Exercise requirements:
The reply should contain all of the data below, word for word.

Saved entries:

PR #6683, opened 2025-05-03
Display numeric units in the variables pane

### LINKED ISSUE #6490: Variables pane should show numeric units
In the future, we plan to have pointer hover show info from the LSP about the runtime values of things. But until then, it would be very helpful to display the units of numeric values in the Variables pane. Now that we have implicit unit conversion, debugging has become more difficult, and we need tools like this to give visibility into what's happening.

jtran:
Resolves #6490.

I feel like this is pretty essential for some basic visibility into units and conversions.

Screenshot 2025-05-03 at 12 12 09 AM

### DIFF
--- a/rust/kcl-lib/src/unparser.rs
+++ b/rust/kcl-lib/src/unparser.rs
@@ -467,7 +467,20 @@ impl TypeDeclaration {
 
 // Used by TS.
 pub fn format_number(value: f64, suffix: NumericSuffix) -> String {
-    format!("{value}{suffix}")
+    match suffix {
+        NumericSuffix::Length | NumericSuffix::Angle => format!("{value}: number({suffix})"),
+        NumericSuffix::None
+        | NumericSuffix::Count
+        | NumericSuffix::Mm
+        | NumericSuffix::Cm
+        | NumericSuffix::M
+        | NumericSuffix::Inch
+        | NumericSuffix::Ft
+        | NumericSuffix::Yd
+        | NumericSuffix::Deg
+        | NumericSuffix::Rad
+        | NumericSuffix::Unknown => format!("{value}{suffix}"),
+    }
 }
 
 impl Literal {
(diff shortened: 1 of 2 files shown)


rust/kcl-lib/src/unparser.rs
```diff
@@ -467,7 +467,20 @@ impl TypeDeclaration {
 
 // Used by TS.
 pub fn format_number(value: f64, suffix: NumericSuffix) -> String {
-    format!("{value}{suffix}")
+    match suffix {
+        NumericSuffix::Length | NumericSuffix::Angle => format!("{value}: number({suffix})"),
```
nrc, line 471: These should be unreachable since there is no syntax for writing these as suffixes. Since this changes the AST, I don't think we should have this formatting here and if we need a function which can handle this it should be a special case, not done as part of unparsing

nrc: Also, the way we format in the frontend probably should be different to how we format code. E.g., there are numeric types which can occur which can't be expressed in the surface syntax as suffixes which should be handled properly. I think also using `42: number(Count)` and likewise for unknown would be clearer than using than the suffix (maybe use the suffix and the type for counts and something like "`42` (number with unknown units)" for unknowns since the unknown suffix is really not meant to be used by users and will not be documented (I might try and remove it if we can later)).

We might also want to make the values in default explicit, so rather than just "`42`" we return print "`42` (no units, defaulting to `mm` or `deg`) so that if there are values with different default units, then the user can see.

src/components/ModelingSidebar/ModelingPanes/MemoryPane.tsx
```diff
@@ -81,31 +81,64 @@ export const MemoryPane = () => {
...
+    } else if (!(sk instanceof Reason)) {
+      processedMemory[key] = sk.paths.map(({ __geoMeta, ...rest }: Path) => {
+        return rest
+      })
+    } else if (val.type === 'Function') {
+      processedMemory[key] = '__function__'
+    } else if (val.type === 'Number') {
+      // The type is wrong because ts-rs can't handle tuple types.
+      let ty: string = val.ty.type
+      // Map from UnitLen to NumericSuffix.
```
nrc, line 106: I think `format_number` (or a better API) should handle types directly rather than requiring this mapping back to suffixes, since we lose information here.

rust/kcl-lib/src/unparser.rs
jtran: This function isn't used when formatting an AST. It's only used by the UI. So changing structure isn't a concern.

I can move it to a new module if that's what you prefer.

jtran: There is no later. If you want to remove something, it has to happen this week!

nrc: I consider it within the bounds of backwards compatibility, if it isn't used or documented. But we do need a proper policy soon. In any case I don't plan to change it before 1.0

Different module would be good, I think

src/components/ModelingSidebar/ModelingPanes/MemoryPane.tsx
jtran: I split up the API in to `format_number_literal` and `human_display_number`. Check out `fmt.rs`.

nrc (approved):
Looks good, thanks for the changes!

jtran:
I was originally trying to minimize TS changes. But now that all the above is done, I'll make another PR to remove all the `null`s from the serialized functions.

Task response:
PR #6683, opened 2025-05-03
Display numeric units in the variables pane

### LINKED ISSUE #6490: Variables pane should show numeric units
In the future, we plan to have pointer hover show info from the LSP about the runtime values of things. But until then, it would be very helpful to display the units of numeric values in the Variables pane. Now that we have implicit unit conversion, debugging has become more difficult, and we need tools like this to give visibility into what's happening.

jtran:
Resolves #6490.

I feel like this is pretty essential for some basic visibility into units and conversions.

Screenshot 2025-05-03 at 12 12 09 AM

### DIFF
--- a/rust/kcl-lib/src/unparser.rs
+++ b/rust/kcl-lib/src/unparser.rs
@@ -467,7 +467,20 @@ impl TypeDeclaration {
 
 // Used by TS.
 pub fn format_number(value: f64, suffix: NumericSuffix) -> String {
-    format!("{value}{suffix}")
+    match suffix {
+        NumericSuffix::Length | NumericSuffix::Angle => format!("{value}: number({suffix})"),
+        NumericSuffix::None
+        | NumericSuffix::Count
+        | NumericSuffix::Mm
+        | NumericSuffix::Cm
+        | NumericSuffix::M
+        | NumericSuffix::Inch
+        | NumericSuffix::Ft
+        | NumericSuffix::Yd
+        | NumericSuffix::Deg
+        | NumericSuffix::Rad
+        | NumericSuffix::Unknown => format!("{value}{suffix}"),
+    }
 }
 
 impl Literal {
(diff shortened: 1 of 2 files shown)


rust/kcl-lib/src/unparser.rs
```diff
@@ -467,7 +467,20 @@ impl TypeDeclaration {
 
 // Used by TS.
 pub fn format_number(value: f64, suffix: NumericSuffix) -> String {
-    format!("{value}{suffix}")
+    match suffix {
+        NumericSuffix::Length | NumericSuffix::Angle => format!("{value}: number({suffix})"),
```
nrc, line 471: These should be unreachable since there is no syntax for writing these as suffixes. Since this changes the AST, I don't think we should have this formatting here and if we need a function which can handle this it should be a special case, not done as part of unparsing

nrc: Also, the way we format in the frontend probably should be different to how we format code. E.g., there are numeric types which can occur which can't be expressed in the surface syntax as suffixes which should be handled properly. I think also using `42: number(Count)` and likewise for unknown would be clearer than using than the suffix (maybe use the suffix and the type for counts and something like "`42` (number with unknown units)" for unknowns since the unknown suffix is really not meant to be used by users and will not be documented (I might try and remove it if we can later)).

We might also want to make the values in default explicit, so rather than just "`42`" we return print "`42` (no units, defaulting to `mm` or `deg`) so that if there are values with different default units, then the user can see.

src/components/ModelingSidebar/ModelingPanes/MemoryPane.tsx
```diff
@@ -81,31 +81,64 @@ export const MemoryPane = () => {
...
+    } else if (!(sk instanceof Reason)) {
+      processedMemory[key] = sk.paths.map(({ __geoMeta, ...rest }: Path) => {
+        return rest
+      })
+    } else if (val.type === 'Function') {
+      processedMemory[key] = '__function__'
+    } else if (val.type === 'Number') {
+      // The type is wrong because ts-rs can't handle tuple types.
+      let ty: string = val.ty.type
+      // Map from UnitLen to NumericSuffix.
```
nrc, line 106: I think `format_number` (or a better API) should handle types directly rather than requiring this mapping back to suffixes, since we lose information here.

rust/kcl-lib/src/unparser.rs
jtran: This function isn't used when formatting an AST. It's only used by the UI. So changing structure isn't a concern.

I can move it to a new module if that's what you prefer.

jtran: There is no later. If you want to remove something, it has to happen this week!

nrc: I consider it within the bounds of backwards compatibility, if it isn't used or documented. But we do need a proper policy soon. In any case I don't plan to change it before 1.0

Different module would be good, I think

src/components/ModelingSidebar/ModelingPanes/MemoryPane.tsx
jtran: I split up the API in to `format_number_literal` and `human_display_number`. Check out `fmt.rs`.

nrc (approved):
Looks good, thanks for the changes!

jtran:
I was originally trying to minimize TS changes. But now that all the above is done, I'll make another PR to remove all the `null`s from the serialized functions.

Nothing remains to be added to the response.